• [WHAT NEEDS TO BE DONE] A word-for-word transcription of the whole listing is required.

• [PROVIDED DATA]
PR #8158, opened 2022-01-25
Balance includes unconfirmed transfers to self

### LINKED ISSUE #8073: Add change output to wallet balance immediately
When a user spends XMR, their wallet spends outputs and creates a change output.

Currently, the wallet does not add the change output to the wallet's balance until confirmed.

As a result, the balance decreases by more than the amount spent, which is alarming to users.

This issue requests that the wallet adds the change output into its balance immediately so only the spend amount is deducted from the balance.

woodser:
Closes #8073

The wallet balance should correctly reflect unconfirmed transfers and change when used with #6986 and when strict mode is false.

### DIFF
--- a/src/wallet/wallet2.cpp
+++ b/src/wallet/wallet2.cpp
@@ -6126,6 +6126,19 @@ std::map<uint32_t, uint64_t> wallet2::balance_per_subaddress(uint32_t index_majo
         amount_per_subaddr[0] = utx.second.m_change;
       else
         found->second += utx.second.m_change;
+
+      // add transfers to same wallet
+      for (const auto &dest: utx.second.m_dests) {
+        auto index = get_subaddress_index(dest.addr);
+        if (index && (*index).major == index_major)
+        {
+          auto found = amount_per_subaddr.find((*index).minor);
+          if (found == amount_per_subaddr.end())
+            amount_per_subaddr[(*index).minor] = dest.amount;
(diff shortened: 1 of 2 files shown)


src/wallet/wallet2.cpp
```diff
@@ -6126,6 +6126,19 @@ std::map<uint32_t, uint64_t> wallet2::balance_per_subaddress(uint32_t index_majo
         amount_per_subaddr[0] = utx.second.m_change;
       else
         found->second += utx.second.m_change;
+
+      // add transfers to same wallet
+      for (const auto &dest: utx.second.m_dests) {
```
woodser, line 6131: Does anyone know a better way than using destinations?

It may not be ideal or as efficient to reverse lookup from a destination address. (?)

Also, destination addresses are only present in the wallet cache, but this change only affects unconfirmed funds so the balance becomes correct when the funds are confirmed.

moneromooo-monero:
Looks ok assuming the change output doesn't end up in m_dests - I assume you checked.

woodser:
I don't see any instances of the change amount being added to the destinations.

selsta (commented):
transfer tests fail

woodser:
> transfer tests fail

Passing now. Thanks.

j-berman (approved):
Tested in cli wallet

• [SOLUTION TO THE PROBLEM]
PR #8158, opened 2022-01-25
Balance includes unconfirmed transfers to self

### LINKED ISSUE #8073: Add change output to wallet balance immediately
When a user spends XMR, their wallet spends outputs and creates a change output.

Currently, the wallet does not add the change output to the wallet's balance until confirmed.

As a result, the balance decreases by more than the amount spent, which is alarming to users.

This issue requests that the wallet adds the change output into its balance immediately so only the spend amount is deducted from the balance.

woodser:
Closes #8073

The wallet balance should correctly reflect unconfirmed transfers and change when used with #6986 and when strict mode is false.

### DIFF
--- a/src/wallet/wallet2.cpp
+++ b/src/wallet/wallet2.cpp
@@ -6126,6 +6126,19 @@ std::map<uint32_t, uint64_t> wallet2::balance_per_subaddress(uint32_t index_majo
         amount_per_subaddr[0] = utx.second.m_change;
       else
         found->second += utx.second.m_change;
+
+      // add transfers to same wallet
+      for (const auto &dest: utx.second.m_dests) {
+        auto index = get_subaddress_index(dest.addr);
+        if (index && (*index).major == index_major)
+        {
+          auto found = amount_per_subaddr.find((*index).minor);
+          if (found == amount_per_subaddr.end())
+            amount_per_subaddr[(*index).minor] = dest.amount;
(diff shortened: 1 of 2 files shown)


src/wallet/wallet2.cpp
```diff
@@ -6126,6 +6126,19 @@ std::map<uint32_t, uint64_t> wallet2::balance_per_subaddress(uint32_t index_majo
         amount_per_subaddr[0] = utx.second.m_change;
       else
         found->second += utx.second.m_change;
+
+      // add transfers to same wallet
+      for (const auto &dest: utx.second.m_dests) {
```
woodser, line 6131: Does anyone know a better way than using destinations?

It may not be ideal or as efficient to reverse lookup from a destination address. (?)

Also, destination addresses are only present in the wallet cache, but this change only affects unconfirmed funds so the balance becomes correct when the funds are confirmed.

moneromooo-monero:
Looks ok assuming the change output doesn't end up in m_dests - I assume you checked.

woodser:
I don't see any instances of the change amount being added to the destinations.

selsta (commented):
transfer tests fail

woodser:
> transfer tests fail

Passing now. Thanks.

j-berman (approved):
Tested in cli wallet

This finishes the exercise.